After you cross the monumental courtyard with its three light, airy loggias, built in the 17th century under the Viceroy Maqueda, and take the monumental staircase up to the loggia on the first floor, you’ll find the Palatine Chapel.
It was built for Roger II between 1130, the year of his coronation, and 1140, when it was consecrated as a private oratory inside the Royal Palace.
The entrance, divided into three spans of arches supported by columns, originally linked the chapel to the royal apartments. Two magnificent doors with bronze panels lead into the hall. The moment you enter, you’ll realize this is a masterpiece of medieval art, and indeed the most extraordinary combination of Arab and Western art that has survived to this day: architecture, mosaics, furnishings, marble inlay work and a carved, painted ceiling, all in perfect harmony, create the unforgettable sensation of being in a world of miraculous beauty.
Rather than a chapel, this is actually a proper church, divided into three naves and with three apses, with a raised altar area and topped with a dome.
The materials used were chosen with great care, to create a sensation of magnificent opulence. The naves are divided by alternating columns in ribbed cipollino marble – a variety with green streaks from Greece – and smooth Egyptian granite.
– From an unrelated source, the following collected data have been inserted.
PR #484, opened 2021-08-30
Fix testing rack attack.

runephilosof-abtion:
When the bucket is emptied the requests are allowed again.
Which could happen just before the last request.
So we want to test that some of the requests have been throttled instead of only the last one.

### DIFF
--- a/spec/rack/attack_spec.rb
+++ b/spec/rack/attack_spec.rb
@@ -70,7 +70,7 @@ RSpec.describe Rack::Attack, type: :request do
             statuses[i] = response.status
           end
 
-          expect(statuses).not_to(include(429))
+          expect(statuses).to_not include(429)
         end
       end
     end
--- a/spec/rack/attack_spec.rb
+++ b/spec/rack/attack_spec.rb
@@ -40,7 +40,7 @@ RSpec.describe Rack::Attack, type: :request do
   describe "IP address throttling" do
     let(:limit) { 20 }
 
-    context "when the number of requests is lower than the limit" do
+    context "when the number of requests does not exceed the limit" do
       it "does not change the request status" do
         limit.times do
           get "/", env: { REMOTE_ADDR: "1.2.3.4" }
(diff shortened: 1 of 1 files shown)


jeppester (approved):
Awesome! 🏆

While I'm not entirely happy that I didn't see this problem myself when I made the test, I'm really happy that you found a reasonable explanation for the random failures. It makes a lot of sense! 🙂

prrrnd (approved):
Looks good, and nice comments.
Looking at the file, this test above isn't very clear:

```ruby
    context "when the number of requests is lower than the limit" do
      it "does not change the request status" do
        limit.times do # <--- Wouldn't (limit - 1) be more explicit and match the context def?
          get "/", env: { REMOTE_ADDR: "1.2.3.4" }
          expect(response.status).to_not eq(429)
        end
      end
    end
```

jeppester:
> Looks good, and nice comments.
> Looking at the file, this test above isn't very clear:
> 
> ```ruby
>     context "when the number of requests is lower than the limit" do
>       it "does not change the request status" do
>         limit.times do # <--- Wouldn't (limit - 1) be more explicit and match the context def?
>           get "/", env: { REMOTE_ADDR: "1.2.3.4" }
>           expect(response.status).to_not eq(429)
>         end
>       end
>     end
> ```

I think the description should be changed to "... lower than or equal to the limit".

I don't like changing the number of requests since it makes it less clear when the limit is exceeded.

prrrnd:
But then it wouldn't actually test both scenarios (lower than and equal to the limit). We would need two tests 🙂

jeppester:
> But then it wouldn't actually test both scenarios (lower than and equal to the limit). We would need two tests slightly_smiling_face

There's an expectation for every request, so I wouldn't say that we don't test both scenarios.

runephilosof-abtion:
Isn't it just a matter of adjusting the text instead
`context "when the number of requests does not exceed the limit" do`
or 
`context "when the number of requests equals the limit" do`

jeppester:
I'm merging this, we can make changes later if we need it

The pointed arches are supported by gilded capitals, dating back centuries or modelled on styles from the past because they were considered more attractive.
On the floor, you can see a magnificent geometric pattern in marble, with inserts in mosaic and precious stones such as porphyry, serpentine and granite. It’s been compared to a meadow, where the marvelous spring flowers remain eternally in bloom.
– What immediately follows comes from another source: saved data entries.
PR #486, opened 2021-09-02
Update babel config js

runephilosof-abtion:
Make babel.config.js look more like Rails default

Remove require(...).default. I do not remember why it was once added. I believe it might have been added by some version of prettier or eslint.

### DIFF
--- a/babel.config.js
+++ b/babel.config.js
@@ -18,7 +18,7 @@ module.exports = function(api) {
   return {
     presets: [
       isTestEnv && [
-        require('@babel/preset-env').default,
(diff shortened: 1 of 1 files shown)


jeppester (approved):
> Make babel.config.js look more like Rails default
> 
> Remove require(...).default. I do not remember why it was once added. I believe it might have been added by some version of prettier or eslint.

It was part of the initial commit to muffi - before eslint was added. My guess is that it was how the default webpacker configuration looked back then.

Great effort keeping the configuration up-to-date :+1:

The walls are covered in marble slabs and panels with inserts in mosaic, glass paste and precious stones, topped with a sophisticated, lace-like decoration, in which the use of gold sets off an explosion of light on the ceiling.
An interesting fact: in the exterior loggia, protected by a glass panel, is a stone with an inscription dedicated to a hydraulic clock Roger II had made. The inscription is in Greek, Latin and Arabic, because all three languages were spoken in the learned Norman court.